→ **Your objective**: Look for the word "valueType" in the entries and copy every line where it shows up.

→ **Data for processing**:

PR #5860, opened 2015-08-04
applyIfAbsent method for Hazelcast CHM has been implemented

toktarev:
applyIfAbsent method for Hazelcast CHM has been implemented

### DIFF
--- a/hazelcast/src/main/java/com/hazelcast/util/ConcurrentReferenceHashMap.java
+++ b/hazelcast/src/main/java/com/hazelcast/util/ConcurrentReferenceHashMap.java
@@ -22,6 +22,7 @@ package com.hazelcast.util;
  * http://creativecommons.org/licenses/publicdomain
  */
 
+import com.hazelcast.core.IFunction;
 import edu.umd.cs.findbugs.annotations.SuppressFBWarnings;
 
 import java.io.IOException;
@@ -50,11 +51,11 @@ import java.util.concurrent.locks.ReentrantLock;
  * An advanced hash table supporting configurable garbage collection semantics
  * of keys and values, optional referential-equality, full concurrency of
  * retrievals, and adjustable expected concurrency for updates.
- * <p/>
+ * <p>
  * This table is designed around specific advanced use-cases. If there is any
  * doubt whether this table is for you, you most likely should be using
  * {@link java.util.concurrent.ConcurrentHashMap} instead.
- * <p/>
+ * <p>
  * This table supports strong, weak, and soft keys and values. By default keys
  * are weak, and values are strong. Such a configuration offers similar behavior
  * to {@link java.util.WeakHashMap}, entries of this table are periodically
@@ -67,13 +68,13 @@ import java.util.concurrent.locks.ReentrantLock;
  * <tt>isEmpty</tt> might return a value greater than the observed number of
  * entries. In order to support a high level of concurrency, stale entries are
  * only reclaimed during blocking (usually mutating) operations.
- * <p/>
+ * <p>
  * Enabling soft keys allows entries in this table to remain until their space
  * is absolutely needed by the garbage collector. This is unlike weak keys which
  * can be reclaimed as soon as they are no longer referenced by a normal strong
  * reference. The primary use case for soft keys is a cache, which ideally
  * occupies memory that is not in use for as long as possible.
- * <p/>
+ * <p>
  * By default, values are held using a normal strong reference. This provides
  * the commonly desired guarantee that a value will always have at least the
  * same life-span as it's key. For this reason, care should be taken to ensure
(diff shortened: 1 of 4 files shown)


hazelcast/src/test/java/com/hazelcast/util/SampleableConcurrentHashMapTest.java
```diff
@@ -44,4 +45,29 @@ public void samplesSuccessfullyRetrieved() {
...
+            public String apply(String input) {
+                return "value";
+            }
+        }), "value");
+
+        for (int i = 0; i < 10; i++)
+            new Thread(new Runnable() {
+                @Override
+                public void run() {
+                    assertEquals(map.computeIfAbsent("key", new IFunction<String, String>() {
```
mdogan: Problem here is, test won't fail if this assertion fails (because it's off-loaded to a new thread).

toktarev: Fixed

hazelcast/src/main/java/com/hazelcast/util/ConcurrentReferenceHashMap.java
```diff
@@ -722,11 +722,46 @@ V put(K key, int hash, V value, boolean onlyIfAbsent) {
...
+                while (e != null && (e.hash != hash || !keyEq(key, e.key())))
+                    e = e.next;
+
+                V oldValue;
+                if (e != null) {
+                    oldValue = e.value();
+                } else {
+                    oldValue = null;
+                    ++modCount;
+                    V v = oldValue = function.apply(key);
```
jerrinot: what's the behaviour like if the function returns `null`?

toktarev: Good question
I suppose we should throw NPE ?

hazelcast/src/main/java/com/hazelcast/util/ConcurrentReferenceHashMap.java
```diff
@@ -722,11 +722,46 @@ V put(K key, int hash, V value, boolean onlyIfAbsent) {
                 if (e != null) {
                     oldValue = e.value();
                     if (!onlyIfAbsent)
-                        e.setValue(value, valueType, refQueue);
+                        e.setValue( value , valueType, refQueue);
                 } else {
                     oldValue = null;
                     ++modCount;
-                    tab[index] = newHashEntry(key, hash, first, value);
+                    V v =   value;
```
jerrinot: why you are adding this assignment?

hazelcast/src/main/java/com/hazelcast/util/ConcurrentReferenceHashMap.java
jerrinot: not sure. what's the Doug's implementation doing?

hazelcast/src/main/java/com/hazelcast/util/ConcurrentReferenceHashMap.java
toktarev: public class Test {
        ConcurrentMap<String,String> concurrentMap = new ConcurrentHashMap<>();

        concurrentMap.computeIfAbsent("key", new Function<String, String>() {
            @Override
            public String apply(String s) {
                return null;
            }
        });

        System.out.print("result: "+concurrentMap.get("key"));
    }
}

result: null

jerrinot:
There is one possible issue I can see - I'm not sure how serious is this in reality, but anyway:

Let's assume someone is using the map in a custom code compiled against JDK8. Then following code compiles right now:

```java
map.computeIfAbsent(foo, (i) -> {
  returnSomething(i);
}
```

I believe when you merge this PR then the code mentioned above will no longer compile as it'll become ambiguous and you will have to explicitly cast the lambda to the right interface(?). 

I haven't tested it and I have very little experience with Java8 so chances are I'm wrong. Moreover I'm not sure how much issue is this in reality. Perhaps someone else should have another look? @mdogan ?

toktarev:
We don't use  java.util.Function
We use hazelcast IFunction.

jerrinot:
but it's the same function interface when it comes to lambda? you don't (have to) specify the exact interface. see my code above.

toktarev:
You are right.
Second ..

toktarev:
I've renamed it to callIfAbsent

jerrinot:
what about `applyIfAbsent()` ?

toktarev:
Renamed to applyIfAbsent

jerrinot:
:+1: from me once it's green. 

I'd say at least 2 more reviewers (so 1 extra when compared to a normal PR) are needed, given the code is certainly not simple.

toktarev:
It was computeIfAbsent but there will be confilict with Doug's computeIfAbsent - if we will use it on JVM8 and lambdas.

That is why we renamed it to the applyIfAbsent.

jerrinot:
@mtopolnik: You have reviewed this, haven't you? What's the outcome?

mtopolnik:
:+1:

→ **Answer to the exercise**:
-                        e.setValue(value, valueType, refQueue);
+                        e.setValue( value , valueType, refQueue);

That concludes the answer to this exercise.